DATA EXCERPTS ▸

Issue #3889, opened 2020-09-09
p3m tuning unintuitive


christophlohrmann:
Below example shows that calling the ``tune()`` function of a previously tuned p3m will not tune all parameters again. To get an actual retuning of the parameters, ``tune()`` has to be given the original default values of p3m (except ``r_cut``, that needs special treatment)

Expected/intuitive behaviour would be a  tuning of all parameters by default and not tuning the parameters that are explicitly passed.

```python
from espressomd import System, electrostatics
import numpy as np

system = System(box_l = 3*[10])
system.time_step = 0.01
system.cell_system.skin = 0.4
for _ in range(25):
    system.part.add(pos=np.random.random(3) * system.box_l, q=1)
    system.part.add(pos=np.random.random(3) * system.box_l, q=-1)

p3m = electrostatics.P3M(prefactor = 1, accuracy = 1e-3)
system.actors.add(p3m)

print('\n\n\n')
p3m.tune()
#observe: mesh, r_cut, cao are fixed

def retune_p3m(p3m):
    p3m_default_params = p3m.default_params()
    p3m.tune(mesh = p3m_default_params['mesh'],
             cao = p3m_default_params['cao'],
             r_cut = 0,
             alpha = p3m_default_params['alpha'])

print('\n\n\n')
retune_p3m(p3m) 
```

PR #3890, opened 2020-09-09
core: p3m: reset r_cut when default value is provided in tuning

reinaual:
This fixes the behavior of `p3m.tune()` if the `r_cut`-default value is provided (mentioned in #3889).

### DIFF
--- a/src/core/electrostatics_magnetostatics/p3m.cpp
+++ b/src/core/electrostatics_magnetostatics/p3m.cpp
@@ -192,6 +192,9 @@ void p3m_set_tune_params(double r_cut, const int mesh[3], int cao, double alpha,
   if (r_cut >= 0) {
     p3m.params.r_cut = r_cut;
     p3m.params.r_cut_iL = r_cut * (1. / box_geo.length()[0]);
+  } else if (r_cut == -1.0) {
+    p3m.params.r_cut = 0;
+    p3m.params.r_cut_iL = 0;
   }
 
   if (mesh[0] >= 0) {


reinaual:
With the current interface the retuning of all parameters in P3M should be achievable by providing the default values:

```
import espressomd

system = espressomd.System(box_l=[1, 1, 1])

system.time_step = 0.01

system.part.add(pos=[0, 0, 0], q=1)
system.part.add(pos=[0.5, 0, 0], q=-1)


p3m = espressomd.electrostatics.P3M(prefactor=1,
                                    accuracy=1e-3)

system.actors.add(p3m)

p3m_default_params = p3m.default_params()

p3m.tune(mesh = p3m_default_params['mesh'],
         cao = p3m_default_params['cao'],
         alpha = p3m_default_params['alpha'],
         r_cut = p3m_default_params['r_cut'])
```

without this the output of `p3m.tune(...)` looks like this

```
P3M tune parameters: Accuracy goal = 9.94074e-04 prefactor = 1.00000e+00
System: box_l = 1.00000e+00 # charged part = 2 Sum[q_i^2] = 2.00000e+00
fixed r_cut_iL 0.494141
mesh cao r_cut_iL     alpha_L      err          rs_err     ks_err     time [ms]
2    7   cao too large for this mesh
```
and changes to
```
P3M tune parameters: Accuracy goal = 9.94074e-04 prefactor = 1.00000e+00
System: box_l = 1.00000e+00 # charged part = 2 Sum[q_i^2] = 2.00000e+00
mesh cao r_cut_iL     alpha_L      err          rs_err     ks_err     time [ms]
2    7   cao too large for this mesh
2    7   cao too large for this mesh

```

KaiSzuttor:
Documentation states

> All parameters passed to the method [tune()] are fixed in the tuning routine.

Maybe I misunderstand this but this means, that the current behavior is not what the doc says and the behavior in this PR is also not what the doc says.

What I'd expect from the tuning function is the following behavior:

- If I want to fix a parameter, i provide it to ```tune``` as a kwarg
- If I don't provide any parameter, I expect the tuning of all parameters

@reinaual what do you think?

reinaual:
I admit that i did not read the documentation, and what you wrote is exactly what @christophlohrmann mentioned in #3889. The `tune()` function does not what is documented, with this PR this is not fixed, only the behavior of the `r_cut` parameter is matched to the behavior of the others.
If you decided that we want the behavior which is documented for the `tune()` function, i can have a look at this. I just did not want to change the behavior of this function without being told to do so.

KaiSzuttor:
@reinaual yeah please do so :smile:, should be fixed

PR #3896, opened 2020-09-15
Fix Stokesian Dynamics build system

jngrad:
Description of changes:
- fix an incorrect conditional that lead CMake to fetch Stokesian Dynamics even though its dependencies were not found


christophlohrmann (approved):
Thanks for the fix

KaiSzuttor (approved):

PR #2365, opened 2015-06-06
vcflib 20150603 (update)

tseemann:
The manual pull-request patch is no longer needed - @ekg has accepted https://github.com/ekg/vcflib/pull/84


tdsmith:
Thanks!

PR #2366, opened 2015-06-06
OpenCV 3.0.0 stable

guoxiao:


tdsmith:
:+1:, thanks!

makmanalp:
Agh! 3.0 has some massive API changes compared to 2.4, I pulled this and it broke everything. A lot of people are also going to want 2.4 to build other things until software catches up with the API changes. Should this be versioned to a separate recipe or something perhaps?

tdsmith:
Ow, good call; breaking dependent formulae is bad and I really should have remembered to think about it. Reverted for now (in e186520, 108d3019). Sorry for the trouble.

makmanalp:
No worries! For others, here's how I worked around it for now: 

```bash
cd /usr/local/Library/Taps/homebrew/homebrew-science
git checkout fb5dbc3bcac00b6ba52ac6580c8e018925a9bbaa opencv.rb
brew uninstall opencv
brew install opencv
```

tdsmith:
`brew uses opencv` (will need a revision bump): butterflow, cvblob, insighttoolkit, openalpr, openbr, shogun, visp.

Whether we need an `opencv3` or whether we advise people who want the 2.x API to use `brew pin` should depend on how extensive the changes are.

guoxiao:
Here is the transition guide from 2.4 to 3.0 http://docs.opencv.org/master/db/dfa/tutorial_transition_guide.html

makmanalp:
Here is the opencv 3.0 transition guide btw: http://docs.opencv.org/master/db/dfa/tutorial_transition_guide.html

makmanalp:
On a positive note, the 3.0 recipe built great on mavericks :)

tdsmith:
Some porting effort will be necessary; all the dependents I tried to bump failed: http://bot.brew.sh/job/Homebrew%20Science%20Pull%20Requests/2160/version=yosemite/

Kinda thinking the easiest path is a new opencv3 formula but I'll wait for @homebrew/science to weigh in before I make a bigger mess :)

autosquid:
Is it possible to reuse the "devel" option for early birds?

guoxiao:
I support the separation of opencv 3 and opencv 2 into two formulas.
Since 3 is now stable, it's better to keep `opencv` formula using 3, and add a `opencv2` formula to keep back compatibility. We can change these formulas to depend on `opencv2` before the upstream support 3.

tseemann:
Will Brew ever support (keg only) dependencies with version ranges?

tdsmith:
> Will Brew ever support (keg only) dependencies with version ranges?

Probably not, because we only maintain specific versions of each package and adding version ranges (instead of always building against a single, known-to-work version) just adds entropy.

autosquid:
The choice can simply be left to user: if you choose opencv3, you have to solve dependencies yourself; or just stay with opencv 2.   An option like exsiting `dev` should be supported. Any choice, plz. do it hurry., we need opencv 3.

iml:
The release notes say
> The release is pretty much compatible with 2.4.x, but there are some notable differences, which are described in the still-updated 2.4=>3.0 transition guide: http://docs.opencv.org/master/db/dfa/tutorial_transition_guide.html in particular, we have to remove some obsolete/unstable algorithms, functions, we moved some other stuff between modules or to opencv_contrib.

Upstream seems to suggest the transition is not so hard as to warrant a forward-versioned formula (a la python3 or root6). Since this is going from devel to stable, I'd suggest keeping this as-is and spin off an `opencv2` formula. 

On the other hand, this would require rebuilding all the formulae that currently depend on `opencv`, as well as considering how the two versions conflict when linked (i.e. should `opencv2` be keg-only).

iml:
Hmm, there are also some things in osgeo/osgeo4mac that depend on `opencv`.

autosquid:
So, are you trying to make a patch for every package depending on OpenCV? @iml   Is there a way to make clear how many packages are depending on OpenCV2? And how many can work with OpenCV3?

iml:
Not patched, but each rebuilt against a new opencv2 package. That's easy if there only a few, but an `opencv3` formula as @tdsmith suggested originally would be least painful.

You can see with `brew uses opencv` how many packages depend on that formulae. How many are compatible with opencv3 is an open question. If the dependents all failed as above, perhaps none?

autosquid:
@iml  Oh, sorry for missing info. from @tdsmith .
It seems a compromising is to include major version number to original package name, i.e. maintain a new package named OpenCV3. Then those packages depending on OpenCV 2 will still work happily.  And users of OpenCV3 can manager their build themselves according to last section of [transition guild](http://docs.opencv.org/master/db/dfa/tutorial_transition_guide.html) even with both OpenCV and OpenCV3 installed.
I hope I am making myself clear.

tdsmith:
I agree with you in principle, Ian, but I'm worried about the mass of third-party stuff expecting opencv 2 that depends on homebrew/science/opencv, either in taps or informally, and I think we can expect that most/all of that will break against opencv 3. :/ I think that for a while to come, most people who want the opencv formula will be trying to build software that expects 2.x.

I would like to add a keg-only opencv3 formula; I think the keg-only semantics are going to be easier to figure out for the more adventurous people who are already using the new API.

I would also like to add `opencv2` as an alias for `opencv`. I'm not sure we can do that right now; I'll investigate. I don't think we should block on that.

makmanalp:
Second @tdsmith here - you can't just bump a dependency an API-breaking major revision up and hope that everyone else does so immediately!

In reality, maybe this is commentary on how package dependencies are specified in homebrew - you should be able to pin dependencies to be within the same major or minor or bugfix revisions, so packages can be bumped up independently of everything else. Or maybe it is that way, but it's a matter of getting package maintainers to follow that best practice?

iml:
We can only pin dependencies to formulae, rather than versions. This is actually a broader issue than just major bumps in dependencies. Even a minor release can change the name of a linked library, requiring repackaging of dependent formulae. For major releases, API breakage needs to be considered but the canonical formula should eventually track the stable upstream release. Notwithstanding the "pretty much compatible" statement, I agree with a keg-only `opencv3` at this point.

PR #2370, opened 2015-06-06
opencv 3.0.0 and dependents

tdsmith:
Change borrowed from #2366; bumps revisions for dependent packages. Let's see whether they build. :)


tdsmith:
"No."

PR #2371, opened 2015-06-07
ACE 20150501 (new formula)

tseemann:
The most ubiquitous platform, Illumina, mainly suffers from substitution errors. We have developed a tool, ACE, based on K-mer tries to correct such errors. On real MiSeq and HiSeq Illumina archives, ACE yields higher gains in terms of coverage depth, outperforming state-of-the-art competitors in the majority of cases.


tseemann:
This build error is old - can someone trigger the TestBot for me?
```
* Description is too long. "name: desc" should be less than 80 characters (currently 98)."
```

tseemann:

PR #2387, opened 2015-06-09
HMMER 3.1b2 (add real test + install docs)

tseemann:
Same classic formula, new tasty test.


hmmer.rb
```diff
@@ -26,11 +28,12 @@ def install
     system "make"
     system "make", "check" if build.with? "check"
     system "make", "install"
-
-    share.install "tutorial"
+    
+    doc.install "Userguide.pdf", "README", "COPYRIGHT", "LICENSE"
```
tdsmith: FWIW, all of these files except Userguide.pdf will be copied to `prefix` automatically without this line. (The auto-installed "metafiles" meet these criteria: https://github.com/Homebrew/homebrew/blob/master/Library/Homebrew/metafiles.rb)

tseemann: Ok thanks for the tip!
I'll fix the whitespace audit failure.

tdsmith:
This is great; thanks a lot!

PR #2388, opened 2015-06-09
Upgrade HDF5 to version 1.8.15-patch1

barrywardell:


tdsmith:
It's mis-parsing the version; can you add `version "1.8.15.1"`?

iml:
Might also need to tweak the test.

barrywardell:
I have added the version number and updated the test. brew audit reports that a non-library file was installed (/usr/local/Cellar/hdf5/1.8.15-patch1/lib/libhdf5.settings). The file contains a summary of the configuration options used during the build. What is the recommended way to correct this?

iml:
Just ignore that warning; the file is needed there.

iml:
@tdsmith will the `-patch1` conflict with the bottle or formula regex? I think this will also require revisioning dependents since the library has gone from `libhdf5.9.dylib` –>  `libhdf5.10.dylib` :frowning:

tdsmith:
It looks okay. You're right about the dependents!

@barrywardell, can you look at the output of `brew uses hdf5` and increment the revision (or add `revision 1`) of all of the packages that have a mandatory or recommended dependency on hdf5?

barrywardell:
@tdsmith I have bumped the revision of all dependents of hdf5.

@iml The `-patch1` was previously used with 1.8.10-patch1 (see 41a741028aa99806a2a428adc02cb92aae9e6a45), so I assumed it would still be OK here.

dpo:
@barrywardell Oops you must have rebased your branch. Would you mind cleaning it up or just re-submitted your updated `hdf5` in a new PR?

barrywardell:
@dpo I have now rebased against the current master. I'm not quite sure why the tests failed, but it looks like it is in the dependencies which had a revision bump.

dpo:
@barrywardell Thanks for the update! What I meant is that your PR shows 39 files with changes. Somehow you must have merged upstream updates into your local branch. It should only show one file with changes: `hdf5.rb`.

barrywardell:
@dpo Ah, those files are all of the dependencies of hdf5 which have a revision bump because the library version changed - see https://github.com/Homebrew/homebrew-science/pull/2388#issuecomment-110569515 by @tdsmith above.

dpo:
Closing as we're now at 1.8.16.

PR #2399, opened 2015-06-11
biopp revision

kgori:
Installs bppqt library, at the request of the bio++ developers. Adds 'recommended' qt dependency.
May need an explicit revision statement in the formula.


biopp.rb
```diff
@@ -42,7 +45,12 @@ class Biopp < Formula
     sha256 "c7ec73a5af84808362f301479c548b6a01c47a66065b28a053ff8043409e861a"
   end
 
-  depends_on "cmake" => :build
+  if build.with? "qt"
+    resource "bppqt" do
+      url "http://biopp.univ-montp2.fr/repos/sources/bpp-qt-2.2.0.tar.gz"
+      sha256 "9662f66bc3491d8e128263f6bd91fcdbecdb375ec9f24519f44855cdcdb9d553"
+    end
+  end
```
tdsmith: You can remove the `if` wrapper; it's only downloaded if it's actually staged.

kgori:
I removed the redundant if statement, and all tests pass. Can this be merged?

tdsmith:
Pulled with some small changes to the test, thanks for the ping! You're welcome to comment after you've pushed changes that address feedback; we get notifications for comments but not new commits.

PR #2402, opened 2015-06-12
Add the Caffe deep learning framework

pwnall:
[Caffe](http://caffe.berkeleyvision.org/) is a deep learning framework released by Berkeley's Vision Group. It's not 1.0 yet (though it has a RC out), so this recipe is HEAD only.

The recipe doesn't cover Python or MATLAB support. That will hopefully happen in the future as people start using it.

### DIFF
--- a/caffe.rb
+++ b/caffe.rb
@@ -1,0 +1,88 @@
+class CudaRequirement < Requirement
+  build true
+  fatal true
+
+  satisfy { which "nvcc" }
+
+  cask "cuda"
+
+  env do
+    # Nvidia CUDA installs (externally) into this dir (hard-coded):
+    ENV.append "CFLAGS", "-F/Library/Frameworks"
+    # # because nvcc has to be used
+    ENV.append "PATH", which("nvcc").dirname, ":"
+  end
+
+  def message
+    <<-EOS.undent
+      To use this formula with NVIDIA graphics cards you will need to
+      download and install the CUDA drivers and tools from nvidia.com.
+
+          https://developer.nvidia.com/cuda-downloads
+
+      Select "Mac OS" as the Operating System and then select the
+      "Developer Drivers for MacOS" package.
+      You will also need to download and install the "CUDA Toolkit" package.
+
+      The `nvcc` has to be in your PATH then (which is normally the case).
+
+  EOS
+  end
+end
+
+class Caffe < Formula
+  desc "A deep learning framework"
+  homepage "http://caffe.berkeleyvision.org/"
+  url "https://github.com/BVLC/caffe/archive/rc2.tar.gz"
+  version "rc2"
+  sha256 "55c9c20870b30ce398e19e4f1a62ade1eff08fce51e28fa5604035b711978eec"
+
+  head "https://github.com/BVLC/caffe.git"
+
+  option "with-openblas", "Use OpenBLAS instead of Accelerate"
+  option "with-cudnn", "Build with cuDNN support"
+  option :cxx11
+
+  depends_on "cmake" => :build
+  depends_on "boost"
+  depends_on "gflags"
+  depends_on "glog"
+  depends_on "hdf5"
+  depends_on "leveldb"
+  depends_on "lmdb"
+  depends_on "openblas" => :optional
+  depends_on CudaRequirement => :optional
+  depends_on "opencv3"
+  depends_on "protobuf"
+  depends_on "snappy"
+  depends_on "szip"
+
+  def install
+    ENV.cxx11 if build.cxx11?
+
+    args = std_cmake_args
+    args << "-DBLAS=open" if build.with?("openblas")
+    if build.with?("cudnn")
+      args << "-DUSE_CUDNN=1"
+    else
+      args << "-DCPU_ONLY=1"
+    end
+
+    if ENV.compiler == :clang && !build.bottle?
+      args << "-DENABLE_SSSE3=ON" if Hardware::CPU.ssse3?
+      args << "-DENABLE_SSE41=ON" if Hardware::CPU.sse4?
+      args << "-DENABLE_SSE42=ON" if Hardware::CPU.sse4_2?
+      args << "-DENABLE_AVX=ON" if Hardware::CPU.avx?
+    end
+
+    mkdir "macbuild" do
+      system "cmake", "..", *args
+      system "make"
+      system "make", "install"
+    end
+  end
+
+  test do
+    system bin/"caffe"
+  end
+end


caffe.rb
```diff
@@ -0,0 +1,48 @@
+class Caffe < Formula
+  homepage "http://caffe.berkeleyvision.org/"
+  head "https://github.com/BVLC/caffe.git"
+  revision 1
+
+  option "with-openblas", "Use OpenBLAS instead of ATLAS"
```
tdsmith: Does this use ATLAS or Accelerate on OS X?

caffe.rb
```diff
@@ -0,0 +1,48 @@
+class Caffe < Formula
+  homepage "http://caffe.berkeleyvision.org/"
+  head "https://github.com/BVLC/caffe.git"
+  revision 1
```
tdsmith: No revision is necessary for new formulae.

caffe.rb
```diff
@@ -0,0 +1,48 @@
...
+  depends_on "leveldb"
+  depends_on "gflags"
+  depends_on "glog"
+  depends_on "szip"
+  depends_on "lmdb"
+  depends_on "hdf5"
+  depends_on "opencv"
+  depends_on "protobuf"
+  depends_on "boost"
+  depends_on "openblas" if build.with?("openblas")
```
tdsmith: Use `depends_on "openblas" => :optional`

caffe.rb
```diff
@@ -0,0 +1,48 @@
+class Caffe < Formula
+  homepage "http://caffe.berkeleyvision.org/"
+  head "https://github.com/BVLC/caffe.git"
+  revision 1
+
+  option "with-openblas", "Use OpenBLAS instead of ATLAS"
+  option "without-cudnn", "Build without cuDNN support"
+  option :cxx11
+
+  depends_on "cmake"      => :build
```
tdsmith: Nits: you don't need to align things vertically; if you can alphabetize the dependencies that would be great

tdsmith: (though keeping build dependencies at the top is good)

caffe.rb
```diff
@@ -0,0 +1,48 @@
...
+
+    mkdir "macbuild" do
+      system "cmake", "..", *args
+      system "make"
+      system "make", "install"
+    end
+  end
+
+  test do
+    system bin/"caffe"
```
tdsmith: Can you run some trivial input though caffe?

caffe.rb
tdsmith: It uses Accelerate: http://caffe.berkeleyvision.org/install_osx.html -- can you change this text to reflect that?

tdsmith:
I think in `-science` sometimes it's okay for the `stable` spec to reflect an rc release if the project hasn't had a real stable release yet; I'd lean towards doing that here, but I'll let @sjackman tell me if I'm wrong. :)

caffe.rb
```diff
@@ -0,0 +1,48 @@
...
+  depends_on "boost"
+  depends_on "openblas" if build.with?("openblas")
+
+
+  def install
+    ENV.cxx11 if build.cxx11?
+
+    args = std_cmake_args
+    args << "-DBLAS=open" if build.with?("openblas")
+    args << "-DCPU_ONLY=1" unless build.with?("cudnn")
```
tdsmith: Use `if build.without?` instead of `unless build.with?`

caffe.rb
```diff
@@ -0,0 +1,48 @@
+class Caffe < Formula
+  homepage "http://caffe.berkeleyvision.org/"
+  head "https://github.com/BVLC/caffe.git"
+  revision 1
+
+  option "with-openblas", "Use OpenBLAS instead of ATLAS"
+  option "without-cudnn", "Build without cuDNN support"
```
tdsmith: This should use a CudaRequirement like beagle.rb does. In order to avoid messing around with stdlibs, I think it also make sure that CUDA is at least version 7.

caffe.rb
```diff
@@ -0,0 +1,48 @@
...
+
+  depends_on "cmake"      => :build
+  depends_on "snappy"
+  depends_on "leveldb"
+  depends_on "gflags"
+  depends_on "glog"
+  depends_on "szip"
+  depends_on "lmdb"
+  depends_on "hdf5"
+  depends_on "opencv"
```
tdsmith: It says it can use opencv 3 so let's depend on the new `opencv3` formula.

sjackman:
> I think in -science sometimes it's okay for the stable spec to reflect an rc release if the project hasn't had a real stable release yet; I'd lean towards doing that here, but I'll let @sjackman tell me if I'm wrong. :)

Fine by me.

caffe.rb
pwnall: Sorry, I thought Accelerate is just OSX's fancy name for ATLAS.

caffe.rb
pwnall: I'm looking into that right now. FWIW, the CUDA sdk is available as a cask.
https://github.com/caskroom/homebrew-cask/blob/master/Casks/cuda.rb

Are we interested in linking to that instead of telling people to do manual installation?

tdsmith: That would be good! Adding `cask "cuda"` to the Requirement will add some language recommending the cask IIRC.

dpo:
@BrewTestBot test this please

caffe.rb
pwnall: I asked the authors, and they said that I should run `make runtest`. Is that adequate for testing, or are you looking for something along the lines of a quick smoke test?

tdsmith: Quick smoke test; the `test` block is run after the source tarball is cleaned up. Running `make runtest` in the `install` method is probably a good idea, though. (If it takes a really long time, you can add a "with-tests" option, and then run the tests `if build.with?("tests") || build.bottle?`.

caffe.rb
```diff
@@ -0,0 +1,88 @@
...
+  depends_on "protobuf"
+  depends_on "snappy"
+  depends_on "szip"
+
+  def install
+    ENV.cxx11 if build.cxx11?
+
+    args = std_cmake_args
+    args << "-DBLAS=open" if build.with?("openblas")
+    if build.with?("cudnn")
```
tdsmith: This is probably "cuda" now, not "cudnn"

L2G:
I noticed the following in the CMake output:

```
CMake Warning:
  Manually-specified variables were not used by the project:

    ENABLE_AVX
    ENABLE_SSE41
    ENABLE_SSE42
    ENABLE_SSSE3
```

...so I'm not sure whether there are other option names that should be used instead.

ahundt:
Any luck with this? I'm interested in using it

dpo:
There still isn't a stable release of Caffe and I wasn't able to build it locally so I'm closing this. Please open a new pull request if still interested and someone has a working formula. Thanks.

WHAT TO WORK ON ▸ Copy exactly the opening line of the material, the line bearing "Below example shows", and every line between them. Include nothing else.

SOLUTION FOR THIS PROBLEM ▸
Issue #3889, opened 2020-09-09
p3m tuning unintuitive


christophlohrmann:
Below example shows that calling the ``tune()`` function of a previously tuned p3m will not tune all parameters again. To get an actual retuning of the parameters, ``tune()`` has to be given the original default values of p3m (except ``r_cut``, that needs special treatment)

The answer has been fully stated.